Industry-Specific Requirements
While the regulations mentioned above are applicable to all businesses, there are notable industries that are governed by additional compliance requirements. The Occupational Safety & Health Administration is responsible for ensuring the safety of workers across all industries, and they offer informative primers to facilitate compliance for organizations within those industries.

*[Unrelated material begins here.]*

PR #6918, opened 2025-07-17
broker: preserve log levels in system instance

garlick:
Problem: all Flux logs go to the systemd journal (via stderr) at LOG_INFO level, which means they cannot be usefully filtered using the [journalctl(1)](https://www.man7.org/linux/man-pages/man1/journalctl.1.html) `-p` option.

Suggestions for Internal Compliance
If you’re looking for guidance on forming your own company’s internal compliance list, one good example is the Health Insurance Portability and Accountability Act (HIPAA). While HIPAA’s requirements were meant only for the healthcare industry, it touches upon many areas that are applicable to any business, and it gives a good template that any business can use when forming their own internal compliance plans:
1. Physical Entrance Policies
Your company should have a recorded statement that outlines which individuals or positions have access to varying physical facilities.
2. Virtual Access
Your business should designate who can access your servers, networks, programs and other data.
3. Password Protection
There should be an explanation of your company’s password requirements, including character specifications, frequency of password changes, blocks after unsuccessful login attempts and overall guidelines as to how employees should handle their passwords.
4. Security Updates
Employees should be equipped with security information. This information dissemination should begin with the hiring process and continue throughout the employee’s time with the organization. The business should also update employees regularly with any pertinent security notifications, such as potential bugs and attacks.
5. Virus Protection
Your organization should go beyond simply requiring employees to have antivirus programs on their systems. You should also outline how employees should react if a virus is detected and how employees can protect their systems from viruses.
6. Emergency Response
Employees should be provided with instructions for various types of emergencies, ranging from small server issues to major natural disasters.
7. Business Continuity
Business continuity outlines how critical business matters will continue to be conducted during emergencies.
8. Media Removal
A detailed explanation of how and when media is removed from the company’s systems should be in place.
9. Risk Analysis
A risk analysis and management program should encompass how risks are recognized and the action plans that will mitigate that risk.
10. Audits and Reviews
All items on this list must be auditable, demonstrating that your company is actually taking action to undergo the necessary processes and reviewing them regularly.
As always, do your own research in advance to ensure that your company follows the proper laws governing your business. When the threat of noncompliance begins with $25 and ends with suspension, it’s undoubtedly better to be safe than sorry.